PR #284, opened 2019-05-12
Support multiple instances of install-deps-from

### LINKED ISSUE #278: Support multiple sources for installing dependencies
Its useful to install dependencies from multiple location, for example the main sdk from one place, but an sdk extension from a different one. So, we should support multiple instances of --install-deps-from=

nanonyme:
Fixes #278

### DIFF
--- a/src/builder-manifest.c
+++ b/src/builder-manifest.c
@@ -3834,6 +3834,7 @@ builder_manifest_install_dep (BuilderManifest *self,
 {
   g_autofree char *ref = NULL;
   g_autofree char *commit = NULL;
+  g_autoptr(GError) first_error = NULL;
 
   if (version == NULL)
     version = builder_manifest_get_runtime_version (self);
@@ -3869,17 +3870,22 @@ builder_manifest_install_dep (BuilderManifest *self,
 	  if (builder_manifest_install_single_dep (ref, remote, opt_user, opt_installation,
                                                    &current_error))
 	  {
-	    current_error = g_steal_pointer(error);
 	    return TRUE;
 	  }
-	  else if (*error == NULL)
-	    {
-	      *error = g_steal_pointer(&current_error);
-	    }
-	  if ((*error)->domain != G_SPAWN_EXIT_ERROR)
-	    return FALSE;
+	  else {
+	    gboolean fatal_error = current_error->domain != G_SPAWN_EXIT_ERROR;
+	    if (first_error == NULL)
+	      {
+	        first_error = g_steal_pointer(&current_error);
+	      }
+	    if (fatal_error)
+	      {
+		break;
+	      }
+	  }
 	}
     }
+  *error = g_steal_pointer(&first_error);
   return FALSE;
 }
 
--- a/src/builder-manifest.c
+++ b/src/builder-manifest.c
@@ -3754,44 +3754,53 @@ builder_manifest_show_deps (BuilderManifest *self,
 }
 
 static gboolean
-builder_manifest_install_dep (BuilderManifest *self,
-                              BuilderContext  *context,
-                              const char *remote,
-                              gboolean opt_user,
-                              const char *opt_installation,
-                              const char *runtime,
-                              const char *version,
-                              gboolean opt_yes,
-                              GError         **error)
+builder_manifest_install_single_dep (const char *ref,
+				     const char *remote,
+				     gboolean opt_user,
+				     const char *opt_installation,
+				     GError **error)
 {
-  g_autofree char *ref = NULL;
-  g_autofree char *commit = NULL;
   g_autoptr(GPtrArray) args = NULL;
-  gboolean installed;
-
-  if (version == NULL)
-    version = builder_manifest_get_runtime_version (self);
-
-  ref = flatpak_build_untyped_ref (runtime,
-                                   version,
-                                   builder_context_get_arch (context));
-
-  commit = flatpak_info (opt_user, opt_installation, "--show-commit", ref, NULL);
-  installed = (commit != NULL);
-
   args = g_ptr_array_new_with_free_func (g_free);
   g_ptr_array_add (args, g_strdup ("flatpak"));
   add_installation_args (args, opt_user, opt_installation);
-  if (installed)
+
+  g_ptr_array_add (args, g_strdup ("install"));
+  g_ptr_array_add (args, g_strdup (remote));
+  
+  g_ptr_array_add (args, g_strdup ("-y"));
+  if (flatpak_version_check (1, 2, 0))
+    g_ptr_array_add (args, g_strdup ("--noninteractive"));
+
+  g_ptr_array_add (args, g_strdup (ref));
+  g_ptr_array_add (args, NULL);
+
+  if (!builder_maybe_host_spawnv (NULL, NULL, 0, error, (const char * const *)args->pdata))
     {
-      g_ptr_array_add (args, g_strdup ("update"));
-      g_ptr_array_add (args, g_strdup ("--subpath="));
+      g_autofree char *commandline = flatpak_quote_argv ((const char **)args->pdata);
+      g_prefix_error (error, "running `%s`: ", commandline);
+      return FALSE;
     }
   else
     {
-      g_ptr_array_add (args, g_strdup ("install"));
-      g_ptr_array_add (args, g_strdup (remote));
+      return TRUE;
     }
+}
+
+
+static gboolean
+builder_manifest_update_single_dep (const char *ref,
+				     gboolean opt_user,
+				     const char *opt_installation,
+				     GError **error)
+{
+  g_autoptr(GPtrArray) args = NULL;
+  args = g_ptr_array_new_with_free_func (g_free);
+  g_ptr_array_add (args, g_strdup ("flatpak"));
+  add_installation_args (args, opt_user, opt_installation);
+
+  g_ptr_array_add (args, g_strdup ("update"));
+  g_ptr_array_add (args, g_strdup ("--subpath="));
 
   g_ptr_array_add (args, g_strdup ("-y"));
   if (flatpak_version_check (1, 2, 0))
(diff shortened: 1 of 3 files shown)


nanonyme:
Tested locally through

flatpak-builder --user --install-deps-from fdo-sdk-test-repo --install-deps-from=flathub --repo=steam --force-clean build-dir com.valvesoftware.Steam.yml

src/builder-manifest.c
```diff
@@ -3756,58 +3756,65 @@ builder_manifest_show_deps (BuilderManifest *self,
...
-
-  if (!builder_maybe_host_spawnv (NULL, NULL, 0, error, (const char * const *)args->pdata))
-    {
-      g_autofree char *commandline = flatpak_quote_argv ((const char **)args->pdata);
-      g_prefix_error (error, "running `%s`: ", commandline);
-      return FALSE;
-    }
+{
+  const char *remote = *remotes;
+  while (remote != NULL) {
```
alexlarsson: Please use a for loop here, and brackets on the next line

src/builder-manifest.c
```diff
@@ -3756,58 +3756,65 @@ builder_manifest_show_deps (BuilderManifest *self,
...
+    if (flatpak_version_check (1, 2, 0))
+      g_ptr_array_add (args, g_strdup ("--noninteractive"));
+
+    g_ptr_array_add (args, g_strdup (ref));
+    g_ptr_array_add (args, NULL);
+
+    if (!builder_maybe_host_spawnv (NULL, NULL, 0, error, (const char * const *)args->pdata))
+      {
+	g_autofree char *commandline = flatpak_quote_argv ((const char **)args->pdata);
+	g_prefix_error (error, "running `%s`: ", commandline);
```
alexlarsson: We need to handle errors and looping better. For instance, on an update we should never try again with another remote, because we didn't even use the remote argument. 

Then, if we get a error other than the flatpak command exited with exit code != 0 then we should not loop (i.e. if we have some internal error kind of thing). 

But, if we get an exit code != 0 on an install, we have to assume that it printed the error already. And, if we have more that one remote such errors are going to be expected which is not obvious to the user. So, in the multi-remote case we should print something like "Trying install from remote %s" or something, and then the error should only be set at the last remote failure. (The above is actually problematic in that it sets error multiple times.)

nanonyme: I don't get the difference between install and update. Maybe I missed some flow, it looked initially like the check in main prevented entering these install functions if remote is not given. Will review the code again.

Yeah, I guess logging needs improving.

alexlarsson: The CLI syntax for install is "$remote $id", whereas for update it is just "$id" and always pulls from previous origin.

nanonyme: I'm still confused. This is flatpak-builder, I can't find any explicit update command.

nanonyme: Ah. So we call flatpak to install. Fair enough.

nanonyme: I'll try to refactor these flows to separate internal functions , it should help help.

nanonyme: Should error only be set once? You can't know beforehand which remote is supposed to have the ref.

nanonyme: @alexlarsson maybe we should be more generic with the error anyway? Looked like process command line is already outputted on debug level.

nanonyme: Output is now clearer. I'm still trying to research how the error handling should work.

nanonyme: Eg the problem is not just that error was set by us repeatedly. Spawning the child process also sets the error so currently the code still bugs if there's 2+ first remotes that don't have the ref.

src/builder-manifest.c
```diff
@@ -3754,41 +3754,25 @@ builder_manifest_show_deps (BuilderManifest *self,
...
-  if (installed)
+  if (remote == NULL)
     {
+      g_print("Updating %s\n", ref);
       g_ptr_array_add (args, g_strdup ("update"));
       g_ptr_array_add (args, g_strdup ("--subpath="));
     }
   else
     {
+      g_print("Trying to install %s from %s\n", ref, remote);
```
alexlarsson: I think we should move this print to builder_manifest_install_dep() and skip the "trying" prefix if there is only one remote.
So, it'll be like for the standard case the output would look something like:
```
Installing $ref
... output, including an error
There was an error installing the dependency $dep
exit(1)
```

But for the multi-remote case:
```
Trying to installing $ref from $remote1
... output, including an error
Trying to installing $ref from $remote2
... output, including an error
There was an error installing the dependency $dep
exit(1)
```

src/builder-manifest.c
```diff
@@ -3754,41 +3754,25 @@ builder_manifest_show_deps (BuilderManifest *self,
...
-                                   builder_context_get_arch (context));
-
-  commit = flatpak_info (opt_user, opt_installation, "--show-commit", ref, NULL);
-  installed = (commit != NULL);
-
   args = g_ptr_array_new_with_free_func (g_free);
   g_ptr_array_add (args, g_strdup ("flatpak"));
   add_installation_args (args, opt_user, opt_installation);
-  if (installed)
+  if (remote == NULL)
```
alexlarsson: This function is really small now, and it would probably be clearer if it was split into two, one called update_single_dep(), not taking a remote arg, plus this which would always take a remote arg.

Having remote == NULL mean update is kind of unexpected.

src/builder-manifest.c
```diff
@@ -3802,12 +3786,57 @@ builder_manifest_install_dep (BuilderManifest *self,
 
   if (!builder_maybe_host_spawnv (NULL, NULL, 0, error, (const char * const *)args->pdata))
     {
-      g_autofree char *commandline = flatpak_quote_argv ((const char **)args->pdata);
-      g_prefix_error (error, "running `%s`: ", commandline);
```
alexlarsson: Why remove the commandline from the error message? Seems useful for debugging.

src/builder-manifest.c
```diff
@@ -3802,12 +3786,57 @@ builder_manifest_install_dep (BuilderManifest *self,
...
+
+  ref = flatpak_build_untyped_ref (runtime,
+                                   version,
+                                   builder_context_get_arch (context));
+
+  commit = flatpak_info (opt_user, opt_installation, "--show-commit", ref, NULL);
+
+  if (commit != NULL)
+    {
+      if (builder_manifest_install_single_dep(ref, NULL, opt_user, opt_installation,
```
alexlarsson: Missing space before parentesis.

src/builder-manifest.c
```diff
@@ -3802,12 +3786,57 @@ builder_manifest_install_dep (BuilderManifest *self,
...
+                                              error))
+      {
+        return TRUE;
+      }
+    }
+  else
+    {
+      for(const char *remote = *remotes; remote != NULL; remote = *(++remotes))
```
alexlarsson: missing space

src/builder-manifest.c
```diff
@@ -3802,12 +3786,57 @@ builder_manifest_install_dep (BuilderManifest *self,
...
+	{
+	  if (builder_manifest_install_single_dep(ref, remote, opt_user, opt_installation,
```
alexlarsson: missing space

src/builder-manifest.c
```diff
@@ -3802,12 +3786,57 @@ builder_manifest_install_dep (BuilderManifest *self,
...
+		         error))
```
alexlarsson: You can't pass error multiple times like this. If any of the previous calls in the loop has failed, then error is non-null, and then if *this* call fails you'll get a g_error warning about trying to set an already error:ed GError.

You need to use a new local_error here every time, and then save a copy of one of the errors to return from the loop if nothing succeeded. I suggest keeping the first error, that is traditional.

src/builder-manifest.c
nanonyme: I left it out before I could figure out what to do with multiple errors. Your suggestion below solves that.

src/builder-manifest.c
nanonyme: Hmm, not quite clear what you meant by the function being small. Do you think it is too small? My C "how small is too small" sense is still in development.

src/builder-manifest.c
nanonyme: Yes, glib ranted about this to me once already when I had accidental infinite loop. Will fix this.

src/builder-manifest.c
alexlarsson: I mean, its small enough that just duplicating it is fine instead of sharing some stuff and then have a weird if in the middle.

alexlarsson: Oh, i see your confusion. My wording "split into two" is not great. I mean, create two different functions based on that code, one with the code for the update codepath, and one with the code for the install codepath.

src/builder-manifest.c
nanonyme: I *think* I now got it to work right. Tested by passing flathub as remote multiple times when refs were only available from freedesktop-sdk test repo.

src/builder-manifest.c
nanonyme: This is now added back.

src/builder-manifest.c
nanonyme: Having separate functions does make the code nicer to write as well. Split now. As not-regular-C-coder wasn't sure if tiny functions was a discouraged thing or not.

src/builder-manifest.c
nanonyme: More or less like you described now.
```
flatpak-builder --user --install-deps-from=flathub --repo=steam --force-clean build-dir com.valvesoftware.Steam.yml
Dependency Sdk: org.freedesktop.Sdk 19.08
Installing org.freedesktop.Sdk/x86_64/19.08 from flathub
error: Nothing matches org.freedesktop.Sdk in remote flathub
Error installing deps: running `flatpak --user install flathub -y --noninteractive org.freedesktop.Sdk/x86_64/19.08`: Child process exited with code 1
```

```
flatpak-builder --user --install-deps-from flathub --install-deps-from=flathub --repo=steam --force-clean build-dir com.valvesoftware.Steam.yml
Dependency Sdk: org.freedesktop.Sdk 19.08
Trying to install org.freedesktop.Sdk/x86_64/19.08 from flathub
error: Nothing matches org.freedesktop.Sdk in remote flathub
Trying to install org.freedesktop.Sdk/x86_64/19.08 from flathub
error: Nothing matches org.freedesktop.Sdk in remote flathub
Error installing deps: running `flatpak --user install flathub -y --noninteractive org.freedesktop.Sdk/x86_64/19.08`: Child process exited with code 1
```

src/builder-manifest.c
nanonyme: This is not done. I haven't figured out how to disambiguate the flatpak running errors from other errors.

src/builder-manifest.c
nanonyme: Can't spot where the missing space was from the diff. Did I fix this while fixing other issues?

src/builder-manifest.c
nanonyme: Hmm, looks like I misread your suggestion and now even the single-remote case prints out the remote. Is this fine?

src/builder-manifest.c
nanonyme: Now checking G_SPAWN_EXIT_ERROR domain for the GError, this seems to work.

nanonyme: Hmm, the logic I wrote is actually subtly incorrect and it's now sometimes setting error even if we succeed.

nanonyme: The cleanest way I could figure out is just collecting error always but finally resetting it if the installation was successful. Is this ok?

nanonyme:
Hm, oops, sorry. I didn't know Github did that. I was expecting it to keep the removed commits easily visible like Bitbucket and Gitlab do.

src/builder-manifest.c
```diff
@@ -3777,37 +3843,44 @@ builder_manifest_install_dep (BuilderManifest *self,
...
+	  {
+	    current_error = g_steal_pointer(error);
+	    return TRUE;
+	  }
+	  else if (*error == NULL)
+	    {
+	      *error = g_steal_pointer(&current_error);
+	    }
+	  if ((*error)->domain != G_SPAWN_EXIT_ERROR)
+	    return FALSE;
```
alexlarsson: The error handing here is a bit weird, as you're basically using the error remote arg as a local store for the error on the first error and then unsetting it when something later succeeds. I would recommend instead that you store the errors only in local variables and then call g_propagate_error (error, xxx_error) the line before you return FALSE.

Like, its not going to happen in this code, but in general you should always treat GError **error out variable as potentially NULL if the caller was not interested in error details.

nanonyme: I agree the code is a bit weird and will change as you asked but if I've understood correctly, that's essentially the end result. Stealing nulls the original.

alexlarsson: Yeah, the result will be the same (if error is not NULL), but its good to have the code be more obvious.

alexlarsson:
@rh-atomic-bot r+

PROBLEM TO WORK ON -
Retrieve all lines from the data that contain the string "could".

RESULT OF THE EXERCISE -
nanonyme: I left it out before I could figure out what to do with multiple errors. Your suggestion below solves that.
nanonyme: The cleanest way I could figure out is just collecting error always but finally resetting it if the installation was successful. Is this ok?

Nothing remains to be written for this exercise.